Oh I read too fast about the hash method. I thought we were just hashing to n_features values, which should not make any difference compared to what we have now so that explains the difference in performance.
Still, bucketing gives us guaranteed n_buckets * 2
separable values while hash gives us n_features * 2
separable values that can collide (if the extrema in several dimensions are the same role).
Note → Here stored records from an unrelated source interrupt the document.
PR #4446, opened 2026-09-14
[BUGFIX] include dashboard tags in project view search

### LINKED ISSUE #4440: Support search by tags in project view
### Proposal

It's not possible currently to rely on the search bar within the project view to filter based on tags. The string match is only based on the dashboard name:

Image

Image

Searching among tags could be part of the same input or be a dedicated one just aside/below, to be discussed.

Neither are really what we want but bucketing seems preferable to me if we have to choose.
I am afraid that any other co-occurrence heuristic will not help us because each role is unique and the co-occurrence does not mean anything for the rules.
Co-occurrences do encode syntax though and syntax is extremely relevant to formatting so to me it looks like a good way to anchor roles in our problem, even though not perfect I agree.
Each internal type is actually a set of universal roles, and their factual number is much lower.
This seems like a great direction for future experiments. A latttice of universal roles is much simpler to split than the internal types we currently have for a decision tree :+1:
So the first thing I want to try is
@zurk Regarding the universal 119 roles - not everything is used for every language. We can further coerce rare roles into one.
Yup, you are right. I calculate frequencies for JS dataset, that Warren collected (images are clickable):
2 * mean frequency
. 25 buckets, the last bucket contains 118 roles:
2 * mean frequency
. 29 buckets, the last bucket contains 41 roles:
So, the last two options look promising. I will implement both
There is a clear tradeoff between the granularity of roles and the model's accuracy. You are using 2 * mean
but actually this is a hyperparameter which should be pre-tuned.
of course.
Related PR: https://github.com/src-d/style-analyzer/pull/124 I add a code to calculate internal and universal roles frequencies for bucketing implementation discussed above.
Done
We will file separate issues for specific problems.
So at this point roles are handled as ordinal data which is not allowing for good splits on roles. We should find a way to one-hot encode them. Just straight-up one-hot encoding is maybe not optimal (130+ classes) but can be an option. It should be compared with smaller number of buckets (~10, ~50) if the performance is not great.